To summarize our perspective, we're counting backwards from an uncountably infinite mathematical zero, to a penultimately* enormous one, to an enormous but slightly smaller two, to a smaller but still enormous three, and so on, toward an eventually infinitismally small quantity which is labelled with a very large number, something like "sesqui-milli-mega-ptrillion," if you will. The name is not important, just like the name of any enormous quantity in normal math is not something we care about until we (rarely) get to it.

Rather than a large number referring to a very large physical size as we're typically used to, this very large number is referring to a very small size in physics, ultimately arriving at Planck smallness, although theoretically we could go smaller if we needed. Conceptually, it may help to see this happens in much the same way that 1/10 refers to something smaller than 10... only we haven't introduced fractions into our study yet. If it feels like we're working with fractions, note that, in fact, we are, because we started with division, but also, we're not, because we haven't discussed the particular sort of division (a division of a division) that produces fractions, much less reals (a division of a division of a division). We're still just working with positive integers at this point, in order to lay a solid foundation.

What is clear: lots of things change in this rather original approach to mathematics, but from all appearances much of "normal" mathematics can be preserved. For example, without investigating it yet, I wonder how it might affect calculus, possibly straightening it out right at the point where it discards infinitismals -- which we can now talk about without that nagging feeling that we've disposed of something which could possibly be important someday.
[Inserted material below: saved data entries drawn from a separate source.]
PR #13330, opened 2020-02-10
HPCC-23352 Include docker files in our build sources

richardkchapman:

## Type of change:

## Checklist:
  - [ ] The commit is signed.
  - [ ] Scalability
  - [ ] Performance
  - [ ] Security
  - [ ] Thread-safety
  - [x] Cloud-compatibility
  - [ ] Premature optimization

## Smoketest:

### DIFF
--- a/dockerfiles/buildall.sh
+++ b/dockerfiles/buildall.sh
@@ -1,0 +1,66 @@
+#!/bin/bash
+
+#todo - trim the cmake artefacts out of the base build
+ 
+# Work out which candidate branch this one was probably forked from
+
+git_parent() {
+  best=1000000
+  parent=
+  for candidate in `git branch | grep ' candidate-' | sed 's/\*//'` master ; do
+    delta=$(git rev-list --count --no-merges $candidate...HEAD)
+    if [ $delta -lt $best ] ; then
+      best=$delta
+      parent=$candidate
+    fi
+  done
+  if [ -z $parent ] ; then
+    exit 2
+  fi
+  echo $parent
+}
+
+#eval $(minikube docker-env)
+
+BASE_VER=7.8
+BUILD_VER=master-2020-02-10
+HEAD=$(git rev-parse --short HEAD)
+PARENT=`git_parent`
+PUSH=1
+
+set -e
+
+#docker rm $(docker ps -q -f 'status=exited')
+#docker rmi $(docker images -q -f "dangling=true")
+
+if ! docker pull hpccsystems/platform-build-base:${BASE_VER} ; then
+  docker image build -t hpccsystems/platform-build-base:${BASE_VER} platform-build-base/ 
+  if [ "$PUSH" = "1" ] ; then
+    docker push hpccsystems/platform-build-base:${BASE_VER}
+  fi
+fi
+
+if ! docker pull hpccsystems/platform-build:${BUILD_VER} ; then
+  docker image build -t hpccsystems/platform-build:${BUILD_VER} --build-arg BASE_VER=${BASE_VER} --build-arg BUILD_VER=${BUILD_VER} platform-build/  
+  if [ "$PUSH" = "1" ] ; then
+    docker push hpccsystems/platform-build:${BUILD_VER}
+  fi
+fi
+
+if ! docker pull hpccsystems/platform-core:${BUILD_VER} ; then
+  docker image build -t hpccsystems/platform-core:${BUILD_VER} --build-arg BUILD_VER=${BUILD_VER} platform-core/  
+  if [ "$PUSH" = "1" ] ; then
+    docker push hpccsystems/platform-core:${BUILD_VER}
+  fi
+fi
+
+#more - only do this if head does not match BUILD_VER
+docker image build -t hpccsystems/platform-build:${HEAD} --build-arg BUILD_VER=${BUILD_VER} --build-arg COMMIT=${HEAD} platform-build-incremental/
+docker image build -t hpccsystems/platform-core:${HEAD} --build-arg BUILD_VER=${HEAD} platform-core/  
+
+docker image build -t hpccsystems/roxie:${HEAD} --build-arg BUILD_VER=${HEAD} roxie/
+docker image build -t hpccsystems/dali:${HEAD} --build-arg BUILD_VER=${HEAD} dali/
+docker image build -t hpccsystems/esp:${HEAD} --build-arg BUILD_VER=${HEAD} esp/
+docker image build -t hpccsystems/eclccserver:${HEAD} --build-arg BUILD_VER=${HEAD} eclccserver/
+docker image build -t hpccsystems/eclagent:${HEAD} --build-arg BUILD_VER=${HEAD} eclagent/
+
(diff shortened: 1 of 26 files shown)


richardkchapman:
@ghalliday for initial review

dockerfiles/platform-build-base/Dockerfile
```diff
@@ -0,0 +1,86 @@
+FROM ubuntu:18.04 as build
+ENV DEBIAN_FRONTEND=noninteractive
```
ghalliday: I think I read somewhere it wasn't recommended to set this globally, rather than on a particular command, since any install in the container would also have it set.  That is only likely to be developers, so may not be a big issue.

dockerfiles/platform-build-base/Dockerfile
```diff
@@ -0,0 +1,86 @@
...
+  rsync \
+  psmisc \
+  libpopt0 \
+  zlib1g-dev
+
+RUN apt-get install -y \
+  bash-completion \
+  expect \
+  git \
+  nano \
```
ghalliday: Should also install vi(m) - then would cover most developers.

dockerfiles/platform-core/Dockerfile
```diff
@@ -0,0 +1,41 @@
...
+FROM ubuntu:18.04
+ENV DEBIAN_FRONTEND=noninteractive
+RUN apt clean && \
+    apt autoclean && \
+    apt install -f && \
+    apt autoremove && \
+    apt-get update
+
+RUN apt-get install -y \
+  xterm \
```
ghalliday: why xterm?

dockerfiles/roxie/Dockerfile
```diff
@@ -0,0 +1,9 @@
+ARG BUILD_VER
+FROM hpccsystems/platform-core:${BUILD_VER}
+
+USER hpcc
+RUN mkdir -p /var/lib/HPCCSystems/roxie
+WORKDIR /var/lib/HPCCSystems/roxie
+RUN roxie --init > roxie.json
```
ghalliday: Possibly ok for a demo, but I don't think you'll want to do this long term.

dockerfiles/startall.sh
```diff
@@ -0,0 +1,14 @@
+#!/bin/bash
+
```
ghalliday: Add a comment describing what the script does.

ghalliday (commented):
@richardkchapman a few minor comments, but matches what I was expecting.

dockerfiles/buildall.sh
```diff
@@ -0,0 +1,66 @@
...
+  echo $parent
+}
+
+#eval $(minikube docker-env)
+
+BASE_VER=7.8
+BUILD_VER=master-2020-02-10
+HEAD=$(git rev-parse --short HEAD)
+PARENT=`git_parent`
+PUSH=1
```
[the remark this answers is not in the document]
richardkchapman: It should be a parameter. But I would expect most people using this code to never reach this point, as they will pull a pre-existing image for any tagged build

dockerfiles/dali/daliconf.xml
```diff
@@ -0,0 +1,16 @@
+<?xml version="1.0" encoding="UTF-8"?>
```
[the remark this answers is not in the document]
richardkchapman: The plan would be that Dali should not need a config file by default, and that all components should look more like the roxie case. I think dali needs one at present because of the need to disable whitelist

dockerfiles/roxie/Dockerfile
richardkchapman: Depends whether we think that we want to supply the "default" config in text form for inspection/documentation or not.

dockerfiles/platform-build-base/Dockerfile
richardkchapman: It's only an issue if you expect derived containers to be used to launch interactive shells. Which we don't

dockerfiles/platform-core/Dockerfile
richardkchapman: It's in our documentation as a requirement...

(Unlike most of the dependencies in the next section, which are NOT listed as requirements, but should be!)

dockerfiles/roxie/Dockerfile
ghalliday: I thought we said the embedded config would have the defaults, and the shipped config would have them all commented out - so they wouldn't match.

dockerfiles/platform-core/Dockerfile
ghalliday: I haven't ever seen it as a requirement, I don't see it on the wiki.

dockerfiles/roxie/Dockerfile
richardkchapman: Yes, but I'm __think__ that the output from --init  should quite possibly be the latter rather than the former...

dockerfiles/platform-core/Dockerfile
richardkchapman: Hmmmm - maybe it was just in the docker file I used as my starting point... and the reasons for it being in there may be lost in the mists of time

I can try taking it out and see what happens.

dockerfiles/dali/daliconf.xml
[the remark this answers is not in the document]
richardkchapman: daserver is dali

dockerfiles/buildall.sh
```diff
@@ -0,0 +1,66 @@
...
+#more - only do this if head does not match BUILD_VER
+docker image build -t hpccsystems/platform-build:${HEAD} --build-arg BUILD_VER=${BUILD_VER} --build-arg COMMIT=${HEAD} platform-build-incremental/
+docker image build -t hpccsystems/platform-core:${HEAD} --build-arg BUILD_VER=${HEAD} platform-core/  
+
+docker image build -t hpccsystems/roxie --build-arg BUILD_VER=${HEAD} roxie/
+docker image build -t hpccsystems/dali --build-arg BUILD_VER=${HEAD} dali/
+docker image build -t hpccsystems/esp --build-arg BUILD_VER=${HEAD} esp/
+docker image build -t hpccsystems/eclccserver --build-arg BUILD_VER=${HEAD} eclccserver/
+docker image build -t hpccsystems/eclagent --build-arg BUILD_VER=${HEAD} eclagent/
+
```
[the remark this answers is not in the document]
richardkchapman: These component images should also be published, alongside the platform-core one. This script does not do so (yet)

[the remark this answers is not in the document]
xwang2713: I see the update which gives a tag for each Docker image. We probably still need build and push latest tags as well. The reason is that Docker pull/run will not pull new image if the same tag image already exists locally even a new image with the same tag pushed.. But for latest tag it always pull the image.

Also later we probably should allow user input a tag, for example "7.6.24-1" in buildall.sh. The tag from "git rev-parse --short HEAD" is hard for users to pick the Docker image.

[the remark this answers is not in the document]
xwang2713: I can build and deploy (startall.sh) on my local Linux.  ECL sample run successfully on EclWatch.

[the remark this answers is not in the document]
richardkchapman: I have a new PR in preparation that will automatically build and push (using github actions) each time a new tag is pushed

The use of HEAD here is intended for local debugging purposes only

This is a rough sketch. The underlying logic in a few places is loose and may be confusing without illustrations that break each step down. There are potential paradoxes which may end up making it completely useless, or may be able to be resolved by others. I actually tried making illustrations but soon decided I am not comfortable with doing that yet, since some of these pieces may require tinkering and reorganization before visuals get created. I have not properly explained why I emphasize that 1,2,3... represent very large concepts while simultaneously referring to small things, but I don't know how to put that part into words yet. I also didn't expect the thought experiment would end with two infinities (I was trying to fix that) and no way to handle negative numbers yet -- all of which makes me nervous --, but I think the overall structure holds merit. [A later edit and I'm starting to see a way to handle negative numbers, and the dual infinity is not really as much of a bug as it is in normal math because one arises from the other and is quite different from the first -- instead of them equally opposing each other -- but that's a story for another day]. I feel like there is enough here for others to begin exploring the approach -- or at least tell me that someone like Euler, Gauss, Poincare, Ramanujan, or Gödel already did this once and nobody cares. There is something underlying the "new meaning of one" which I couldn't capture in words yet. [Another later edit and I am wondering what if we imagine we're counting everything from its inside, not from its outside, meaning that our enormous one that represents nearly-everything is representing every thing from within each thing, if that makes any sense]. I have a hunch that the division property we normally associate with "1/2," famous from Riemann's insight into primes, plays a curious role in the not-entirely-clear transition between zero and two, but I don't know how to articulate it yet. In the end, perhaps what saves this essay is that I wrote it on April 1, although to be honest, I meant it sincerely and see it as an important step on a long journey. To be continued...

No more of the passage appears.